Top of Provided information

PR #1045, opened 2024-02-26
delete button removed from address list

### LINKED ISSUE #1044: Need to remove `Delete` button from `AddressList`
If we select an address from the list, we are offered a `Delete` button.  It cosmetically removes the address, but the address is restored on refresh.

We should remove this disable button

image

TahaKhanAbdalli:
fixes #1044

### DIFF
--- a/src/resources/addresses/AddressList.tsx
+++ b/src/resources/addresses/AddressList.tsx
@@ -17,7 +17,7 @@ export default function AddressList(): React.ReactElement {
       <Typography variant='h5' fontWeight={'bold'} style={{ padding: ' 15px' }}>
         Addresses
       </Typography>
-      <Datagrid rowClick='show'>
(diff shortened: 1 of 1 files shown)


src/resources/addresses/AddressList.tsx
```diff
@@ -17,7 +17,7 @@ export default function AddressList(): React.ReactElement {
       <Typography variant='h5' fontWeight={'bold'} style={{ padding: ' 15px' }}>
         Addresses
       </Typography>
-      <Datagrid rowClick='show' bulkActionButtons={<></>}>
+      <Datagrid rowClick='show' bulkActionButtons={false}>
         <TextField<Address> source='fullAddress' />
```
IanMayo, line 21: Hello @TahaKhanAbdalli - I did some googling, and found that the above removes the ability to select items, since that's no longer relevant.

IanMayo (approved):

Bottom of Provided information

## Task directions
The entries above must be output exactly, with every line preserved.

## Solution for this problem
PR #1045, opened 2024-02-26
delete button removed from address list

### LINKED ISSUE #1044: Need to remove `Delete` button from `AddressList`
If we select an address from the list, we are offered a `Delete` button.  It cosmetically removes the address, but the address is restored on refresh.

We should remove this disable button

image

TahaKhanAbdalli:
fixes #1044

### DIFF
--- a/src/resources/addresses/AddressList.tsx
+++ b/src/resources/addresses/AddressList.tsx
@@ -17,7 +17,7 @@ export default function AddressList(): React.ReactElement {
       <Typography variant='h5' fontWeight={'bold'} style={{ padding: ' 15px' }}>
         Addresses
       </Typography>
-      <Datagrid rowClick='show'>
(diff shortened: 1 of 1 files shown)


src/resources/addresses/AddressList.tsx
```diff
@@ -17,7 +17,7 @@ export default function AddressList(): React.ReactElement {
       <Typography variant='h5' fontWeight={'bold'} style={{ padding: ' 15px' }}>
         Addresses
       </Typography>
-      <Datagrid rowClick='show' bulkActionButtons={<></>}>
+      <Datagrid rowClick='show' bulkActionButtons={false}>
         <TextField<Address> source='fullAddress' />
```
IanMayo, line 21: Hello @TahaKhanAbdalli - I did some googling, and found that the above removes the ability to select items, since that's no longer relevant.

IanMayo (approved):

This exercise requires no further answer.